Marcus Liu PO ’20, an Asian studies major, focused his project on urban parks in China and how they serve as leisure spaces for the elderly. Working under a research project developed by Angelina Chin, Pomona associate professor of history and Asian studies, Liu observed and surveyed elderly people in public parks in China to determine how the state manages parks as leisure spaces.

Liu found that certain parks were more friendly to the elderly than others, featuring wheelchair accessibility, dances for the elderly, noise control, chess games, and more. He said one of his favorite parts about conducting his research was getting to have conversations with the elderly.

“I feel like people really generally wanted to talk to me and share their life stories,” Liu said. “I think it’s good for them to have a young person they can talk with, and [being able] to reaffirm to them that their ideas are valued in our fast-changing society today is something really important to me.”

Eugine Choo PO ’19, an Asian studies major with a concentration in gender studies, worked on the same project as Liu and Chin but conducted research in parks in Korea. Her project was titled “Desirable and Undesirable Leisure: Analyzing Urban Parks as Leisure Spaces for Elderly South Koreans.”

In her presentation, Choo said she found spaces aimed toward the elderly and observed “established culture, management, and indifference” in the communications among the elderly.

“What really stuck out to me was that something so mundane like going to these urban parks, they’re actually places where there’s a lot of response between state government-level imaginations, policies, and intentions, as well as the everyday lives, imaginations, dreams of ordinary people,” Choo said.

Los Huertos said EnviroLab Asia is trying to engage students who cannot participate in the summer research aspect of the grant, as well as those who can. He said they provide many other resources, such as internships, from which students can benefit the ability to help with research conducted by 5C faculty, along with courses “redefined” in the context of East and Southeast Asia and the environment.

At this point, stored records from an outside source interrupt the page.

PR #45, opened 2021-04-25
pass channels to overlays with three arguments

Pacman99:
just to add more flexibility to overlays, allow overlays to ask for `channels` as their first argument.

### DIFF
--- a/examples/fully-featured/flake.nix
+++ b/examples/fully-featured/flake.nix
@@ -86,6 +86,9 @@
         (final: prev: {
           neovim-nightly = neovim.defaultPackage.${prev.system};
         })
+        (channels: final: prev: {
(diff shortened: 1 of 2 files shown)


blaggacao:
I think this feature can deprecate the overlays builder. Since

Any function with a `channels: final: prev:` passed to channels.overlays = [];` now is effectively is at par in capabilities of the current overlaysBuilder.

blaggacao:
I think passing `pkgs` was done for the motive of accessing foreign channels, not foreign architectures (which wouldn't btw make a terrible lot of sense for building overlays).

Pacman99:
Closing this, I think its a bit to "magical" to include for a `overlaysBuilder` argument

He added that EnviroLab Asia will help students develop project collaborations with its partners as well as find external grant organizations that will fund students’ research.

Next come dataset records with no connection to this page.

PR #50, opened 2021-04-28
Option to not export overlay

Pacman99:
This adds the ability to create overlays that aren't exported. You just have to add an attribute called "__dontExport" and the overlaysFromChannelsExporter will filter it out.

As much as I like the auto-exporting overlays, it is kind of frustrating that there is no way out. The other solution is to try and pass the overlay to `inputs` which is needlessly complicated.
```
final: prev: {
  firefox = prev.firefox.override { privacySupport = true; };
  __dontExport = true;
}
```
vs
```
{ pkgs = self.pkgs; inputs = inputs // { internalOverlays.overlays.firefox = _: _: { firefox = null; }; }
```

### DIFF
--- a/examples/somewhat-realistic/flake.nix
+++ b/examples/somewhat-realistic/flake.nix
@@ -43,6 +43,13 @@
           # Overwrites specified packages to be used from unstable channel.
           inherit (channels.unstable) alacritty ranger;
         })
+        (final: prev: {
+          lib = prev.lib.extend (lfinal: lprev: {
+            utils = utils.lib;
+          });
+          # As long as the attribute exists, overlaysFromChannelsExporter won't export it
+          __dontExport = true;
+        })
         agenix.overlay
       ];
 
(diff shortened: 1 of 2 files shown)


gytis-ivaskevicius (commented):
I don't get it, what's the use case for this? From what I see it is just easier to just comment overlay out

Pacman99:
This is specifically for exporting overlays through overlaysFromChannelsExporter. Lets say I want to make an overlay to add a package, but I don't want to export that overlay. I can no longer make use of the fup exporting function, since that tries to export all overlays by default. So I added a "api" to the function that any overlays with the `__dontExport` property won't get exported.

Most of the time auto-exporting is good, you want to share all your creations. But there should be a way out for specific overlays.

blaggacao:
> But there should be a way out for specific overlays.

For example if you do overlays that back-port packages from an unstable channel, the level of ingenuity might just not be quite enough to advertise them as an overlay to others.

gytis-ivaskevicius (approved):
If you guys are fine with it - I am fine with it as well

“There are a lot of things happening on campus that are trying to alter how we think about Asian studies and the environment, and students are on the recipient end of that,” Los Huertos said. “[For] students that didn’t have an innate interest in Asia, getting involved in environmental issues or some issue they care about, and seeing how that lands in East Asia, will actually transform how they think about that.”